Note: Since GitLab 8.11.0 you need to provide the GITLAB_SECRETS_SECRET_KEY_BASE and GITLAB_SECRETS_OTP_KEY_BASE parameter while starting the image.

I'm sorry if the above https://github.com/sameersbn/docker-gitlab/issues/859#issuecomment-241986947 wasn't clear from the CE repo changes 😞 . Will the old value still be around anywhere, by default?

Taking the value from /home/git/data/.secret and setting that as GITLAB_SECRETS_OTP_KEY_BASE worked for me.

In theory everyone should have that in their Docker data volume :)

@smcgivern I will update the README asap.

@adamlc Set this value for GITLAB_SECRETS_SECRET_KEY_BASE as well.

Will do @SolidNerd, thanks @smcgivern for the info :)

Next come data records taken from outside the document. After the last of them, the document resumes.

PR #1127, opened 2021-08-22
Stream info view

kingjuno:
**What does this PR do?**  
Include more elements to StreamInfo View  like :
- Stream id 
- Type of the stream (Public/Private)
- Posting policy 
- Availability of history
- User's role within the stream

Also fixed convert-unicode-emoji-data from displaying wrong file name when `zulipterminal.unicode_emoji_dict` isn't downloaded.

**Tested?** 
- [X] Manually


zee-bit:
@kingjuno The second commit seems unrelated to the title of the PR. Could you please extract that commit into a new PR?

zulipterminal/ui_tools/views.py
```diff
@@ -1330,6 +1330,19 @@ def __init__(self, controller: Any, stream_id: int) -> None:
         ]
 
         total_members = len(stream["subscribers"])
+        Stream_id = stream["stream_id"]
```
zee-bit, line 1333: We already have the stream_id being passed as a parameter to StreamInfo view, so there's no need to re-define it again here.

zulipterminal/ui_tools/views.py
```diff
@@ -1330,6 +1330,19 @@ def __init__(self, controller: Any, stream_id: int) -> None:
...
+        type_of_stream = "Private" if stream["invite_only"] is True else "Public"
+        stream_posting_policy = {
+            1: "Any user can post",
+            2: "Only administrators can post",
+            3: "Only full members can post",
+            4: "Only moderators can post",
+        }
+        posting_policy = stream_posting_policy[stream["stream_post_policy"]]
```
zee-bit, line 1341: As per API docs, the `stream_post_policy` field was added in Server version 3.0; there's no feature level mentioned there, so you can either query that in the #api-design stream in chat.zulip.org or you could just check if the field is absent so use the older `is_announcement_only` field.

tests/ui_tools/test_popups.py
```diff
@@ -1077,42 +1077,42 @@ def test_keypress_stream_members(self, key, widget_size):
                 {"date_created": None},
                 "74 [Organization default]",
                 None,
-                12,
+                18,
```
zee-bit, line 1080: The increase in popup height does not seem to match the number of fields you added below? i.e. 12 + 5 = 17.

zulipterminal/ui_tools/views.py
```diff
@@ -1330,6 +1330,19 @@ def __init__(self, controller: Any, stream_id: int) -> None:
...
+        availability_of_history = (
+            "Yes" if stream["history_public_to_subscribers"] else "No"
+        )
+        user_role = "Stream administrator" if stream["role"] == 20 else "Subscriber"
```
zee-bit, line 1345: I think we decided to leave the subscriber role for now?

zulipterminal/ui_tools/views.py
```diff
@@ -1365,6 +1378,11 @@ def __init__(self, controller: Any, stream_id: int) -> None:
                         "Stream email",
                         f"Press {email_keys} to copy Stream email address",
                     ),
+                    ("Stream ID", f"{Stream_id}"),
+                    ("Type of Stream", f"{type_of_stream}"),
+                    ("Posting Policy", f"{posting_policy}"),
+                    ("History Available to Subscribers", f"{availability_of_history}"),
+                    ("User Role", f"{user_role}"),
```
zee-bit, line 1385: We may want to re-order some of the fields here. for e.g. Stream Id and type of stream seems more significant than others so we could have those at the top?

zee-bit (changes requested):
@kingjuno Thanks for working on this. This is a nice addition to our StreamInfo view and it works fine. :+1:

I've mostly focused on the code for this review and below are a few points for the first iteration. When working on features that leverage a new field from API responses, it's always important to check if that field was added sometimes later in the server, in which case, you'd need to gracefully handle it for older server versions. Other than that, others are minor points, and considering this is your first PR in this repo, Great work! :tada:

tests/ui_tools/test_popups.py
kingjuno: It was because the key name of last row was long . So I reduced the size.

zulipterminal/ui_tools/views.py
kingjuno: Removed that.

zulipterminal/ui_tools/views.py
kingjuno: Removed.

zulipterminal/ui_tools/views.py
kingjuno: Rearranged stream id and type to the top.

neiljp (commented):
@kingjuno This looks good - thanks for giving this a go 👍 

As @zee-bit mentions, some of these fields are dependent on the server version, so may fail badly depending on which server one uses (we claim to support 2.1+ if you check the README). Due to that you may want to limit this first PR to those which are fully backwards compatible to that point, to avoid needing to get into version/feature detection initially.

For tests, as I note, you've made the existing tests (and parts of tests - "case"s) pass, but there are not yet new ones which cover the range of new values which are being output. It's true that the existing test only examines the height, which doesn't give much detail, but perhaps we can improve upon that.

tests/ui_tools/test_popups.py
```diff
@@ -1077,42 +1077,42 @@ def test_keypress_stream_members(self, key, widget_size):
...
                 id="ZFL=None_no_date_created__no_retention_days",
             ),
             case(
                 {"date_created": None},
                 "74 [Organization default]",
                 16,
-                12,
+                18,
```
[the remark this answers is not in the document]
kingjuno: Oh sorry about that. :)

@SolidNerd @adamlc _technically_ that doesn't matter too much. Like I said, secret_key_base is OK to rotate - otp_key_base, though, is really important and should be kept very safe! However, for now that's safe advice.

Awesome, I'll leave it as a different value in that case :)

@smcgivern If you want you could help us to improve our documentation. I would really appreciate it :green_heart: . Feel free to create a PR.

Using the value from /home/git/data/.secret for GITLAB_SECRETS_SECRET_KEY_BASE and GITLAB_SECRETS_OTP_KEY_BASE works like a charm.

Thanks for the awesome real-time support!

Thanks @smcgivern @SolidNerd

@SolidNerd will do, this was kind of a mess before so the upgrade can be tricky. Sorry for the confusion in what these actually do.

@dominikschulz @atkrad @adamlc no problem, glad it was that easy to resolve!

In future something like this (comparing the value of GITLAB_SECRETS_OTP_KEY_BASE and the one stored in the container) somewhere in the assets could also prevent from been confused, right?

@martingabelmann yes, absolutely. I don't think I'll have time to work on that, unfortunately, but we have tried to make source and Omnibus upgrades to 8.11 as painless as possible for this, so it would be great if it could be the same for this version :tada:

Doc changes: https://github.com/sameersbn/docker-gitlab/pull/860

@solidnerd Why should set GITLAB_SECRETS_OTP_KEY_BASE and GITLAB_SECRETS_SECRET_KEY_BASE the same?

@kanlidy if you are upgrading from an earlier version, they will have implicitly had the same values. If you change one of them, that will invalidate some encrypted secrets.

If you're starting with a new installation, they don't need to be the same!